**GIVEN RECORDS:**

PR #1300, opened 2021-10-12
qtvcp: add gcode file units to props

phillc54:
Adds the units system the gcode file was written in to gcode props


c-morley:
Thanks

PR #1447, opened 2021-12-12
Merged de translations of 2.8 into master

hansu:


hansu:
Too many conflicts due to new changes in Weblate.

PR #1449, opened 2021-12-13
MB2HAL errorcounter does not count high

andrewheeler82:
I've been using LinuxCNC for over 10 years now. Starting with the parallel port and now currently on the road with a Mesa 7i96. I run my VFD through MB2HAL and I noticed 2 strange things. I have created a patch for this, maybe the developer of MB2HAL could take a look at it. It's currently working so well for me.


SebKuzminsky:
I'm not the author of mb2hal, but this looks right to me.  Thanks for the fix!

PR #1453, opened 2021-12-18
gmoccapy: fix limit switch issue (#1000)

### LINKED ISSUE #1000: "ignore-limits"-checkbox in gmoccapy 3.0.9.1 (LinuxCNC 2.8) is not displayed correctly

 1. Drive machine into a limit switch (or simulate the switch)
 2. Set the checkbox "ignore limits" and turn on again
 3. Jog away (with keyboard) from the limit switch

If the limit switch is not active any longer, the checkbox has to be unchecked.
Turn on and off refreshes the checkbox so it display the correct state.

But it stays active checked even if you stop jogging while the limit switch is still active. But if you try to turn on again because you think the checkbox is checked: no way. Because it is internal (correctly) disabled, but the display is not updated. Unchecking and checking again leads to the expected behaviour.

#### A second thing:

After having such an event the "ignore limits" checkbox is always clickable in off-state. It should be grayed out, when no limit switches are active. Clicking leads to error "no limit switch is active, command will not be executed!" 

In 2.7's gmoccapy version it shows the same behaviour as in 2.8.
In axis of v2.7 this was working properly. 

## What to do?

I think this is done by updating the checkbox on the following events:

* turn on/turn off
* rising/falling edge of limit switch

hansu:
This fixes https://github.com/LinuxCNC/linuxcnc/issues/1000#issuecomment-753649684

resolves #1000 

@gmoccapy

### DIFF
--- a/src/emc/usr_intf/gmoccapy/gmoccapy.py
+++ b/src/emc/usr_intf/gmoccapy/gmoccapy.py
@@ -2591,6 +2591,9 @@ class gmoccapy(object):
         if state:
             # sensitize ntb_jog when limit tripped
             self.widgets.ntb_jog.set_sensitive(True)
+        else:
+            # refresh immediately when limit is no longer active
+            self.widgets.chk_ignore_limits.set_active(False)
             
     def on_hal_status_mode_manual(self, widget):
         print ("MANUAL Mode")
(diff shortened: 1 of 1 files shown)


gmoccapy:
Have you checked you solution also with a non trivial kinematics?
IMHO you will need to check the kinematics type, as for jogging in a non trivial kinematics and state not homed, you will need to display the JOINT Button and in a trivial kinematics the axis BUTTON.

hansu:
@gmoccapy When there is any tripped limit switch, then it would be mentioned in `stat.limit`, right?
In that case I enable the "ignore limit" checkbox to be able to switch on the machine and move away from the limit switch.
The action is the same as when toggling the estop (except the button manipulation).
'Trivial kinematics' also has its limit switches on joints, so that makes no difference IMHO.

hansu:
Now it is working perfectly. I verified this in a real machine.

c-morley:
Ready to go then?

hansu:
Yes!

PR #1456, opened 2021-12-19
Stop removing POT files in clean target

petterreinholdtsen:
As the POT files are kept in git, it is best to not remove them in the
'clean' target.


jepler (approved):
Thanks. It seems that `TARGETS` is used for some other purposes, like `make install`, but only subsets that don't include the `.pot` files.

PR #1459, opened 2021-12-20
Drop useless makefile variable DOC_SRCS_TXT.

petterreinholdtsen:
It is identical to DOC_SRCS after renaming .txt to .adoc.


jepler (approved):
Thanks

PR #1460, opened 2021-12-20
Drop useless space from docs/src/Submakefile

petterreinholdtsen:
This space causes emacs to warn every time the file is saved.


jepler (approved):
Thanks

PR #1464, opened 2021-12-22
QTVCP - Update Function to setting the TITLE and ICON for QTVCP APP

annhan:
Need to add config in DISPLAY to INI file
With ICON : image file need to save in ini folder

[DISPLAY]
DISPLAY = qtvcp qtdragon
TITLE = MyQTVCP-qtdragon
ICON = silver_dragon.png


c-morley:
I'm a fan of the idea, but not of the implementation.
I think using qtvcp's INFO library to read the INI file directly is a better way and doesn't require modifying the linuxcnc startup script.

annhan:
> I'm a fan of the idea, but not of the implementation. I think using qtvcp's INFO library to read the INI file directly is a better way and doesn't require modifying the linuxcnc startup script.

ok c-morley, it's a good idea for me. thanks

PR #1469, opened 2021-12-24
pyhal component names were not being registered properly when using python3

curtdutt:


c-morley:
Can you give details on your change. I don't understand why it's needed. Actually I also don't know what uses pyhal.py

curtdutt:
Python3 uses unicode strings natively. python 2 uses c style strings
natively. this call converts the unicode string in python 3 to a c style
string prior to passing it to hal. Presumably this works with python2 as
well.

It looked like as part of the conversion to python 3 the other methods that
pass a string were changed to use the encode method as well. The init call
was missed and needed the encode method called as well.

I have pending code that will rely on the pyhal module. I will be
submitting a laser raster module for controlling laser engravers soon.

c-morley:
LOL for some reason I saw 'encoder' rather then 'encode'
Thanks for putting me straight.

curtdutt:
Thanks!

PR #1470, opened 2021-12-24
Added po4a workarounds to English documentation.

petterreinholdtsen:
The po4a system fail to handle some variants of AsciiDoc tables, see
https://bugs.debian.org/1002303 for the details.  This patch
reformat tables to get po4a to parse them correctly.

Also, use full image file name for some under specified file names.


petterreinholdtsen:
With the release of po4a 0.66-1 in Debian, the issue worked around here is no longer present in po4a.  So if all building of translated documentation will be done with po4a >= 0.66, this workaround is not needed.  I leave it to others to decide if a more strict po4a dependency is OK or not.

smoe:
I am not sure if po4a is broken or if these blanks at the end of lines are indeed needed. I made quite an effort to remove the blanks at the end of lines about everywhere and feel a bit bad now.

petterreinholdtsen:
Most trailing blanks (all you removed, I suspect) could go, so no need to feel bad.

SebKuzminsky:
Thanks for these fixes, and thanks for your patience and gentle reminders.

**WORK ORDER:** There is a line with "turn on/turn off" and a line with "Have you checked" above. Copy exactly those two lines and all lines between them, with nothing else.

**RESPONSE AREA:**
* turn on/turn off
* rising/falling edge of limit switch

hansu:
This fixes https://github.com/LinuxCNC/linuxcnc/issues/1000#issuecomment-753649684

resolves #1000 

@gmoccapy

### DIFF
--- a/src/emc/usr_intf/gmoccapy/gmoccapy.py
+++ b/src/emc/usr_intf/gmoccapy/gmoccapy.py
@@ -2591,6 +2591,9 @@ class gmoccapy(object):
         if state:
             # sensitize ntb_jog when limit tripped
             self.widgets.ntb_jog.set_sensitive(True)
+        else:
+            # refresh immediately when limit is no longer active
+            self.widgets.chk_ignore_limits.set_active(False)
             
     def on_hal_status_mode_manual(self, widget):
         print ("MANUAL Mode")
(diff shortened: 1 of 1 files shown)


gmoccapy:
Have you checked you solution also with a non trivial kinematics?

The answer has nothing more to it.